Is a tax hike inevitable?

Staying with the issue of EU membership, one area of legislation that the Czech Republic must bring in line with that of the EU, are taxes. For ordinary Czechs, they already seem too high, but unfortunately, it seems that an even heavier tax burden is yet to come. Vladimir Tax reports:

EU legislation concerning taxes comprises around 150 directives, rules and regulations that will come into effect in the Czech Republic when it joins the Union. At present, the average tax burden per person in the Czech Republic is 22 percent, and combined with social and health insurance, the figure is nearly 40 percent, which is around the European average. However, this is soon to be changed.

The Finance Ministry's tax development outlook suggests that the overall tax burden will increase when the Czech Republic joins the EU. In particular VAT, consumer tax and property tax are bound to rise. Only corporate tax is due to be decreased from the current level of 32 percent, to 25 percent. Income tax for individuals should grow slightly from 32 to 35 percent, but it will be made less progressive. On the other hand, there will be fewer tax allowances.

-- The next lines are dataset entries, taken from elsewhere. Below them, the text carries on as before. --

PR #1977, opened 2019-10-01
Removing separators from SizeOfSet and PositionInSet counts

### LINKED ISSUE #1467: A11y_.NETCore3.0(WPF)_WPFConcepts_MenuSample_Screenreader: Screen reader is announcing wrong ordering for the file /edit / Project menuitem
Copied from VSO[ 956410](https://devdiv.visualstudio.com/DevDiv/_queries/edit/956410/)

Environment Details:

Application Name: .NET Core 3.0 WPF

.NET Core SDK version:  3.0.100-preview8-013442
Windows Version: Windows10

Screen Reader Vesion : Narrator, NVDA 2019.1.1

Pre-requisite:

Repro Steps:

1) Run exe file for "Concepts" from the build app folder provided. 
2) Main Window for "Concepts" solution will appear. 
3) Select "Samples" tab item. 
4) From right navigation under "Controls" select "Menu Sample". 
5) Navigate to the preview tab and the to "File"/"Edit" menu item.
6) start screen reader and observe the screen reader announcement.

Actual:

Screen reader is announcing wrong ordering for the file /edit / Project menu item.
for example there are four sub menu inside the Edit menu item but screen reader is announcing for first sub menu item as 1 of 5.
Expected:

Screen reader should announce proper ordering for sub menu item.

User Impact:

Screen reader user may get confuse with ordering inside the menuitem.

Recommendations:

MAS Reference:

MAS1.3.1

https://microsoft.sharepoint.com/teams/msenable/_layouts/15/WopiFrame.aspx?sourcedoc={54f28d1f-a2d1-4dcd-84e1-5c9b87e8aba4}

arpitmathur:
Screen readers were reading incorrect values of the number of menu items and their position since we were counting separators as MenuItems in the automation tree. 

I filtered for separators in the current MenuItems to fix the SizeofSet count.

I filtered for separators again for PositionInSet but added a short-circuit to break when you're at the element whose position you're trying to find. This short-circuit was added to not remove separators below the relevant MenuItem from the PositionInSet count.

Fixes #1467

### DIFF
--- a/src/Microsoft.DotNet.Wpf/src/PresentationFramework/System/Windows/Automation/Peers/MenuItemAutomationPeer.cs
+++ b/src/Microsoft.DotNet.Wpf/src/PresentationFramework/System/Windows/Automation/Peers/MenuItemAutomationPeer.cs
@@ -94,13 +94,20 @@ namespace System.Windows.Automation.Peers
         override protected int GetSizeOfSetCore()
         {
             int sizeOfSet = base.GetSizeOfSetCore();
+            MenuItem owner = (MenuItem)Owner;
+            ItemsControl parent = ItemsControl.ItemsControlFromItemContainer(owner);
 
             if (sizeOfSet == AutomationProperties.AutomationSizeOfSetDefault)
             {
-                MenuItem owner = (MenuItem)Owner;
-                ItemsControl parent = ItemsControl.ItemsControlFromItemContainer(owner);
-
                 sizeOfSet = ItemAutomationPeer.GetSizeOfSetFromItemsControl(parent, owner);
+            }
+
+            foreach (var item in parent.Items)
+            {
+                if (item is Separator)
+                {
+                    sizeOfSet -= 1;
+                }
             }
 
             return sizeOfSet;
@@ -118,12 +125,24 @@ namespace System.Windows.Automation.Peers
         override protected int GetPositionInSetCore()
         {
             int positionInSet = base.GetPositionInSetCore();
+            MenuItem owner = (MenuItem)Owner;
+            ItemsControl parent = ItemsControl.ItemsControlFromItemContainer(owner);
 
             if (positionInSet == AutomationProperties.AutomationPositionInSetDefault)
             {
-                MenuItem owner = (MenuItem)Owner;
-                ItemsControl parent = ItemsControl.ItemsControlFromItemContainer(owner);
                 positionInSet = ItemAutomationPeer.GetPositionInSetFromItemsControl(parent, owner);
+            }
+
+            foreach (var item in parent.Items)
+            {
+                if (item == owner)
+                {
+                    break;
+                }
+                if (item is Separator)
+                {
+                    positionInSet -= 1;
+                }
             }
 
             return positionInSet;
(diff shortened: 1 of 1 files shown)


weltkante:
> Iterating over the items again seems like the wrong solution here.
> 
> We should be able to influence the original iterations to return the correct values. Maybe supplying a temporary filter during this operation can give us the correct values without adding (much) work? We should look into this further.

The code for finding the position uses public API and eventually `IndexOf` on a user provided collection, you have no chance of extending this, so if you want to provide a filter you have to give up on the current implementation and just iterate over the `IEnumerable`.

If you want to do that I'd suggest adding an overload with filter delegate to `ItemAutomationPeer.GetPositionInSetFromItemsControl` because that is still internal. Leaving the original in place means other callers can still take advantage of `IndexOf` optimizations if they don't need to filter. (You can't take advantage because your filter is iterating unconditionally anyways, so any optimization in IndexOf gets nullified by the filter loop after the IndexOf call.)

rladuca:
> > Iterating over the items again seems like the wrong solution here.
> > We should be able to influence the original iterations to return the correct values. Maybe supplying a temporary filter during this operation can give us the correct values without adding (much) work? We should look into this further.
> 
> This doesn't look like a good idea, you are merging the position from two sources (`base.GetPositionInSetCore` and `ItemAutomationPeer.GetPositionInSetFromItemsControl`) and then use a third set to filter the position (`parent.Items`). Applying a filter to that looks nontrivial.

I am not sure we are thinking of the same thing here.

My plan would be to keep the original calls that were already there and simply use a different filter to ensure they return correctly (saving the original filter callback for restoration).

The flow I had in mind is:
* Set callback (this invalidates caching, sets up everything to create new `Enumerators`.
* Call `ItemAutomationPeer.GetPositionInSetFromItemsControl`
* ItemCollection.IndexOf
* CollectionView.IndexOf
* EnumerableWrapper.IndexOf
  * This is actually an IndexedEnumerable, returning FilteredEnumerator, which should give us the "skips" we need.

This works similarly for `ItemAutomationPeer.GetSizeOfSetFromItemsControl` since the calls to `Count` will forward down to the `FilteredEnumerator`.

This would still have to iterate through items twice (once for a Position and once for Size), but it's only doing the iterations needed.  We might be able to cache these results somehow so one call gets both, but it's probably not worth doing.

I haven't tested this specifically, but it seems like we should be able to use the mechanism.

weltkante:
Oh, I thought you wanted to create new method overloads taking a filter callback. If you are actually wanting to set a filter on a user-visible collection view thats even worse, you are going to break the user UI by invalidating cached instances. For example DataTemplates will be reconstructed, losing transient state in the controls like Focus and scroll positions.

For this to work you would have to build infrastructure which allows you to save caches, change filter callback to perform your operations while supressing events, then restore the old caches.

rladuca:
> Oh, I thought you wanted to create new method overloads taking a filter callback. If you are actually wanting to set a filter on a user-visible collection view thats even worse, you are going to break the user UI by invalidating cached instances. For example DataTemplates will be reconstructed, losing transient state in the controls like Focus and scroll positions.
> 
> For this to work you would have to build infrastructure which allows you to save caches, change filter callback to perform your operations while supressing events, then restore the old caches.

You're right.  After I typed it up, I started getting suspicious of what I was saying but I didn't context switch back and look.

arpitmathur:
To avoid the time cost we're paying here, we discussed an approach to fixing this issue that involved us counting the separators in the loop in GetChildrenCore and storing the number of preceding separators and total separators in each menu item.

We decided not to go with that approach because individual WPF menus generally do not contain a large number of menu items while an app might contain a large number of menus themselves and therefore, a large number of menu items, overall in the app.  If we chose the alternate approach, we would always be paying the memory cost for each menu item as long as the app is open.

Issue #1964, opened 2019-09-26
WindowsBase ref-assembly is missing some type forwards


airbreather:
* .NET Core Version: **3.0.100**
* Windows version: **Windows 10 v1809 (OS Build 17763.737)**
* Does the bug reproduce also in WPF for .NET Framework 4.8?: **No**
* Is this bug related specifically to tooling in Visual Studio (e.g. XAML Designer, Code editing, etc...)? **No**

 
 
 **Problem description:**

Cannot build when referencing very old WPF libraries that look for `System.Collections.ObjectModel.ObservableCollection<T>` in `WindowsBase.dll`

 **Actual behavior:**
![image](https://user-images.githubusercontent.com/3792815/65722212-cad2fb80-e079-11e9-8df1-21a80342fbbb.png)
 
 **Expected behavior:**

Builds fine.
 
 **Minimal repro:**

1. Unzip: [SampleSolution.zip](https://github.com/dotnet/wpf/files/3659810/SampleSolution.zip)
1. Load the solution in Visual Studio 2019 (tested on Enterprise 16.3.1)
1. Try to build it.
1. Note that changing `SampleApp`'s `TargetFramework` to `net472`, it builds just fine.

**My exploration**:

Shot in the dark, browsing the MSIL of `C:\Program Files\dotnet\packs\Microsoft.WindowsDesktop.App.Ref\3.0.0\ref\netcoreapp3.0\WindowsBase.dll`, it's missing these forwards that are present in `C:\Program Files\dotnet\shared\Microsoft.WindowsDesktop.App\3.0.0\WindowsBase.dll`:

```
.class extern forwarder System.Collections.ObjectModel.ObservableCollection`1
{
	.assembly extern System.ObjectModel
}
.class extern forwarder System.Collections.ObjectModel.ReadOnlyObservableCollection`1
{
	.assembly extern System.ObjectModel
}
.class extern forwarder System.Collections.Specialized.INotifyCollectionChanged
{
	.assembly extern System.ObjectModel
}
.class extern forwarder System.Collections.Specialized.NotifyCollectionChangedAction
{
	.assembly extern System.ObjectModel
}
.class extern forwarder System.Collections.Specialized.NotifyCollectionChangedEventArgs
{
	.assembly extern System.ObjectModel
}
.class extern forwarder System.Collections.Specialized.NotifyCollectionChangedEventHandler
{
	.assembly extern System.ObjectModel
}
```

vatsan-madhavan:
[...]

PR #1986, opened 2019-10-01
Fix missing type forwards in reference assemblies

rladuca:
Relates to #1964 

Some reference assemblies (WindowsBase, System.Xaml) were missing type forwards.  This adds them back and rebaselines the ApiCompat (especially against 4.8) to be correct.  This also fixes some issues in the PresentationFramework reference assembly that might have allowed instances of this problem to show up in the future.

Steps taken to find and fix these:

- Find all type forwards deeper in the code tree than OtherAssemblyAttrs.cs
- Ensure they are all hoisted into the corresponding OtherAssemblyAttrs.cs
- Ensure all ref assemblies directly use the lib assemblies OtherAssemblyAttrs.cs so they maintain parity.

Further investigation is needed into why reference API compat failed to find these issues (4.8 API compat did but I incorrectly baselined them).


rladuca:
> Can we (a) port this to 3.1 and (b) port to 3.0 and bring this up as a servicing candidate?

Yep that's my intent.  I'll create PRs for both and get them brought up for Tuesday's meeting.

Some experts warn against excessive taxes, as they may be counter-productive, dissuading people from buying goods or setting up small businesses. David Marek works as an economic analyst for the Patria Finance company: Just a few days ago, the International Monetary Fund warned the Czech Republic against increasing its public finance deficit. The Ministry of Finance admits that the planned hike in indirect taxes will be one way to curb the deficit. However, experts warn that the problem lies in the structure of state expenditures, especially mandatory expenditures, which account for 80 percent of the state budget. Unfortunately, the treasury does not seems to have any intention of reforming them, a step seen as the only real solution to the growing public finance deficit.